Posts Tagged ‘mortgage market’

High time APR or Annual Percentage Rate interest calculations were removed from mortgage products

Thursday, November 19th, 2009

One of the most bewildering and confusing items on any mortgage illustration from my point of view must be the Annual Percentage Rate or APR listed on a product. APR was developed to give a comparative measure between various loans to show the overall cost of the borrowing on an annual basis taking into account a much broader range of fees and charges than the loan interest on its own.

Now that’s a good thing where the calculation makes sense, but on mortgage products in its current guise it makes no sense at all.

A simple look at the best buy tables on our website will show you that a product far cheaper during its initial interest rate term may have a much higher APR than a product with a considerably higher rate of interest. The issue is that APR is calculated over the lifetime of the loan and so will also consider the reversion rate of the product after its initial term.

There are several reasons why this is misleading;

  1. 1. Reversion rates are generally variable and not linked directly to bank base rate. In two years time a lender with a previously un-competitive reversion rate may well be leading the market and vice versa – hence it is not a factor that should play a major part in the decision making process.
  2. 2. You would generally regularly remortgage during the early years of your mortgage repayment to ensure a competitive rate of interest so including the reversion rate after the initial mortgage term distorts the picture.
  3. 3. Clever design can skew the figure. Lifetime trackers appear very competitive because they have no reversion rate, and refunding upfront fee’s affects the calculation but could cost a pretty penny if the loan never goes ahead.

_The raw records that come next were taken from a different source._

PR #2090, opened 2022-01-27
Remove bitcoin cash Schnorr signatures

onvej-sl:
This PR removes bitcoin cash Schnorr signatures since
  * they are not used and
  * they are not compatible with the BIP340 signatures implemented in secp256k1-zkp.


prusnak (approved):

andrewkozlik:
So does this mean that it has been decided that we won't be implementing Schnorr signatures for BCH or that they can be easily implemented using secp256-zkp?

prusnak:
It's not on the current roadmap. If the need arises in the future, we can easily revert this commit.

andrewkozlik (approved):

PR #2091, opened 2022-01-28
Rust: Simplify LayoutObj

jpochyla:


matejcik (dismissed):

matejcik (commented):
there's some build errors

matejcik:
rebased on current master seems to have fixed the problems, let's see what CI has to say

core/embed/rust/src/ui/layout/obj.rs
```diff
@@ -100,7 +100,10 @@ struct LayoutObjInner {
 
 impl LayoutObj {
     /// Create a new `LayoutObj`, wrapping a root component.
-    pub fn new(root: impl ObjComponentTrace + 'static) -> Result<Gc<Self>, Error> {
+    pub fn new<T>(root: T) -> Result<Gc<Self>, Error> 
+    where
+        T: ComponentMsgObj + 'static,
```
jpochyla, line 105: 1. `impl` would be more idiomatic here instead of a named type param, as we don't use `T` anywhere.
2. the trait is wrong and should be `ObjComponentTrace`

jpochyla: Also the trait doesn't include Trace now, that's not correct.

matejcik:
how about this version @jpochyla ?

jpochyla:
Looks good!

PR #2092, opened 2022-01-28
Rust: Add obj_module! macro

jpochyla:


mmilata:
I stole the macro and now it's part of #2138. Let's reopen if 2138 won't get merged.

PR #2095, opened 2022-01-28
Basic typing and styling of test files

grdddj:
Type hints for the helper test functions and basic test typing and styling (mainly for device tests).

With the motto "Bugs hide in untyped code" and "Every untyped function is a lost static-checking opportunity".

All the device tests modifications were done automatically by the `unify_test_files.py` with the combination of `black` and `isort`. It only covers `client: TrezorClientDebugLink` typing, but just this has a big benefit of code-editor showing all the client docs and type-checking it.

When trying to run `show_results.py`, I noticed that the `Path` to the root folder was not resolving properly, so I have added `resolve()` functions every time after accessing `parent` - they also suggest that in their [docs](https://docs.python.org/3/library/pathlib.html#pathlib.PurePath.parent)


matejcik:
> they also suggest that in their [docs](https://docs.python.org/3/library/pathlib.html#pathlib.PurePath.parent)

I don't think that is what it says? If you mean this:

> If you want to walk an arbitrary filesystem path upwards, it is recommended to first call Path.resolve() so as to resolve symlinks and eliminate “..” components.

This to me reads that you're supposed to call `resolve()` once before using `.parent` any number of times.
so e.g. `ROOT = HERE.parent.parent` -> `ROOT = HERE.resolve().parent.parent`
in fact in most places we do `HERE = Path(__file__).parent.resolve()` which I know to be correct but it's a little cleaner to rewrite as `HERE = Path(__file__).resolve().parent`, but then you don't need to touch `HERE.parent.parent` in any way because it's resolved already

---

you seem to have removed the leading `m/` from some place? I don't think we need nor want that. If you do path format normalization, please make sure the leading `m/` is always there, it is a very nice indicator that the string is in fact a path.

---

I don't want to make the function signatures too long, so I'd propose a cosmetic change:
```python
from trezorlib.debuglink import TrezorClientDebugLink as Client

def test_foo(client: Client):
    ...
```

grdddj:
> This to me reads that you're supposed to call `resolve()` once before using `.parent` any number of times.

That is probably correct, we should not have any symbolic-links in the repository that would need to be resolved after each call to parent.

----

> make sure the leading m/ is always there, it is a very nice indicator that the string is in fact a path.

Yes, I agree with this - that is fortunately a trivial change in the unifying script. I think I will also commit the script changes in a commit previous to the applied changes, so we know the "conventions" we are enforcing.

------

> import TrezorClientDebugLink as Client

Good idea, I will do it like this

grdddj:
There is quite a lot of UI-tests renaming because of the path normalization - the testnames change because paths in them newly contain `h` instead of `'` as a sign of hardening and they also start with `m`.

I hope this is not an issue, as it means we will need to check if the new tests are still the same as the old ones. I did check some, and they correspond.

Also, at one point I was not sure if we want to use `h` instead of `'`, as the `'` is probably more official. I have no big preference here, we can relatively easily switch to any format.

matejcik:
> we will need to check if the new tests are still the same as the old ones.

you should be able to check that the hashes are unchanged.

grdddj:
> you should be able to check that the hashes are unchanged.

Good idea. Looking at them, they are alright.

tests/buttons.py
```diff
@@ -34,15 +36,15 @@ def grid(dim, grid_cells, cell):
...
     return grid(DISPLAY_WIDTH, 3, x), grid(DISPLAY_HEIGHT, 5, y)
 
 
-def grid34(x, y):
+def grid34(x, y) -> Tuple[int, int]:
     return grid(DISPLAY_WIDTH, 3, x), grid(DISPLAY_HEIGHT, 4, y)
 
 
-def type_word(word):
+def type_word(word: str) -> Generator[Tuple[int, int], None, None]:
```
matejcik, line 47: small nit: this would be better as `Iterator[Tuple[int, int]]`

matejcik:
basically LGTM

do you want to merge this before or after #2081 ?

grdddj:
> do you want to merge this before or after #2081 ?

I would do this one first, #2081 still might need some care, I want to fix unittests there.

I will address the `Iterator[Tuple[int, int]]` while rebasing on master

matejcik (approved):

APR is a system that was never really designed for mortgage contracts but has become a legal obligation when advertising them due to the confused dual regulatory system between the FSA and the Office of Fair Trading, it makes some sense on unsecured loans and very little in the mortgage market.

It is high time this dual regulation was removed and APR calculations either scrapped on mortgage contracts or replaced with something far more specific to the complex nature a mortgage product.

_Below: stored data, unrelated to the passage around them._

PR #2097, opened 2022-02-01
Rust UI: confirm_action spacing fixes

mmilata:
confirm_action_v2a

### DIFF
--- a/core/embed/rust/src/ui/component/text/layout.rs
+++ b/core/embed/rust/src/ui/component/text/layout.rs
@@ -31,10 +31,10 @@ pub struct TextLayout {
 
     /// Additional space before beginning of text, can be negative to shift text
     /// upwards.
-    pub top_space: i32,
+    pub padding_top: i32,
     /// Additional space between end of text and bottom of bounding box, can be
     /// negative.
-    pub bottom_space: i32,
+    pub padding_bottom: i32,
 
     /// Background color.
     pub background_color: Color,
@@ -85,8 +85,8 @@ impl TextLayout {
     pub fn new<T: DefaultTextTheme>(bounds: Rect) -> Self {
         Self {
             bounds,
-            top_space: 0,
-            bottom_space: 0,
+            padding_top: 0,
+            padding_bottom: 0,
             background_color: T::BACKGROUND_COLOR,
             text_color: T::TEXT_COLOR,
             text_font: T::TEXT_FONT,
@@ -104,7 +104,7 @@ impl TextLayout {
     }
 
     pub fn initial_cursor(&self) -> Point {
-        self.bounds.top_left() + Offset::y(self.text_font.text_height() + self.top_space)
+        self.bounds.top_left() + Offset::y(self.text_font.text_height() + self.padding_top)
     }
 
     pub fn layout_ops<'o>(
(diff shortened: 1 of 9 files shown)


core/embed/rust/src/ui/component/text/layout.rs
```diff
@@ -29,6 +29,13 @@ pub struct TextLayout {
     /// Bounding box restricting the layout dimensions.
     pub bounds: Rect,
 
+    /// Additional space before beginning of text, can be negative to shift text
+    /// upwards.
+    pub top_space: i32,
+    /// Additional space between end of text and bottom of bounding box, can be
+    /// negative.
+    pub bottom_space: i32,
+
```
jpochyla, line 38: Personally I would call these `padding_top` and `padding_bottom`.

core/embed/rust/src/ui/component/text/layout.rs
```diff
@@ -107,7 +113,13 @@ impl TextLayout {
...
         sink: &mut dyn LayoutSink,
     ) -> LayoutFit {
-        let init_cursor: Point = *cursor;
+        let init_cursor = *cursor;
+        let height = move |end_cursor: &Point| {
+            self.top_space
+                + self.text_font.text_height()
+                + (end_cursor.y - init_cursor.y)
+                + self.bottom_space
+        };
```
jpochyla, line 122: Maybe it would be better to put this into a method? Something like `fn layout_height(&self, init_cursor: Point, end_cursor: Poin) -> i32`?

core/embed/rust/src/ui/component/text/layout.rs
jpochyla: Or maybe we should be using `Insets` for this?

jpochyla: The difference to just insetting `bounds` is that the returned text height includes the padding, right?

core/embed/rust/src/ui/geometry.rs
```diff
@@ -471,6 +475,31 @@ impl LinearLayout {
...
+    /// closure is called `count` times with top left point of each item as
+    /// argument. Items are centered along the cross axis.
+    pub fn arrange_uniform(
+        &self,
+        area: Rect,
+        count: usize,
+        size: Offset,
+        sink: &mut dyn FnMut(Point),
+    ) {
+        let item_size = self.axis.main(size.x, size.y);
```
jpochyla, line 489: `size.axis(self.axis)`?

core/embed/rust/src/ui/model_tt/component/page.rs
```diff
@@ -230,40 +233,42 @@ impl Component for ScrollBar {
     }
 
     fn paint(&mut self) {
-        let count = self.page_count as i32;
-        let interval = {
-            let available_height = self.area.height();
-            let naive_height = count * Self::DOT_INTERVAL;
-            if naive_height > available_height {
-                available_height / count
+        let layout = LinearLayout::vertical()
```
jpochyla, line 236: Niiiiiice

jpochyla (commented):
I got a bit confused about the spacing in layout, so left some comments.

core/embed/rust/src/ui/geometry.rs
mmilata: Good catch. Looks funny though, i wonder if there's a better name for the method:)

mmilata: Fixed in c1588ff.

core/embed/rust/src/ui/component/text/layout.rs
mmilata: Renamed the fields in 6dd100c.

core/embed/rust/src/ui/component/text/layout.rs
mmilata: Fixed in f24dca9. The text height might be different at the end compared to the beginning but we don't really support mixing font sizes anyway.

mmilata:
Merged into #2071.

PR #2098, opened 2022-02-03
Rust UI: Keyboards

jpochyla:


matejcik (approved):
LGTM, to be merged after #2109 which brings the new Rust we need

mmilata (commented):
Overall this looks great but is not working:
* in `PassphraseKeyboard` the character cycling doesn't seem to work,
* `Bip39` draws single button covering whole screen.

But these are probably some small bugs which I can iron out later as part of making this look like the new design.

Question: we're adding new timer for each key press, and have capacity for 4 timers. Can the user crash the firmware by typing really fast?

jpochyla:
The timers are drained after the event pass, so the capacity is for max timers per event pass, which will most probably be constant in all cases.

matejcik:
```
error: manual `!RangeInclusive::contains` implementation
```
whoa :)

PR #2101, opened 2022-02-04
fix(core): fix build with FEATURE_FLAGS.SECP256K1_ZKP=False

prusnak:
When SECP256K1_ZKP is set to False in SConscript.{firmware,unix} the build fails.

This PR fixes the issue. However, this still does not mean the firmware is usable as is, since we use the bip340 in our codebase unconditionally. 

The change is still beneficial IMHO because this allows development of a completely custom firmware (i.e. different `core/src`) with SECP256K1_ZKP not included in the build.

### DIFF
--- a/core/SConscript.firmware
+++ b/core/SConscript.firmware
@@ -10,7 +10,7 @@ NEW_UI = TREZOR_MODEL == '1' or os.environ.get('NEW_UI', '0') == '1'
 
 FEATURE_FLAGS = {
     "RDI": True,
-    "SECP256K1_ZKP": True,
+    "SECP256K1_ZKP": True,  # required for trezor.crypto.curve.bip340 (BIP340/Taproot)
     "SYSTEM_VIEW": False,
 }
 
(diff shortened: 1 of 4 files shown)


andrewkozlik:
I am not particularly happy about the fact that it allows one to break Taproot signing without giving any indication. You don't find out until you try to sign a Taproot input and get a firmware error. I'd at least add a comment in SConscript.unix and SConscript.firmware, like
```
FEATURE_FLAGS = {
    "SECP256K1_ZKP": True,  # required for Taproot
}
```

prusnak:
> it allows one to break Taproot signing without giving any indication.

Addressed in 2b9dd72292676f71a06b586aa160d80a570cb21a

andrewkozlik (approved):

prusnak:
Style check still needs to be fixed. But maybe rather than fixing the code in `core/src` we can just revert the change in `core/src/trezor/crypto/curve.py` and be done with it, since the code in `core/src` is not usable as-is anyway.

matejcik:
+1 on reverting the `curve.py` change. We can re-do it if we ever build code that is aware of the difference.

prusnak:
Reverted the `curve.py` change and rebased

Why the rate loading Mr Lender?

Monday, October 26th, 2009

When a mortgage broker arranges a mortgage for a borrower the commission they receive (if they take the commission as opposed to a fee) is not standardised but there is however only a limited difference from lender to lender. Typically the percentage is about 0.3 to 0.35% for a residential mortgage with good credit, 0.40 to 0.45% for buy to let mortgages, and slightly higher for adverse credit applications.

Why then are several banks, one of which I won’t name but is almost entirely government owned (guess who?) is loading rates available via intermediaries by anything up to 1% against an equivalent product available through them direct? If these lenders are proposing that it costs them more to accept intermediary applications this is farcical.

They may argue that the intermediary market would simply direct too much business to them which they don’t have funds to supply. This is plausible but I think it is actually pricing intermediary products out of the market to attract business from consumers direct who can then be goat herded into higher rate products with down valuations and clandestine credit scoring, or even lower rate products with ridiculous fee’s which are more expensive in reality. Without a broker to argue the case and guide on fee’s most people will simply accept being cascaded to a higher rate without asking difficult questions, or being declined an application having paid for valuations and the like.

I want someone to actually put the question to these banks, how is this rate loading fair practice and why is it in place? Because to the educated it seems to be the intention to get mortgage advisors out of the market so that dodgy products can once again be sold in bulk. Just look at the return of long early repayment charges on market leading rates as a sign that lenders are looking for ways to lock customers into potentially crippling mortgage rates.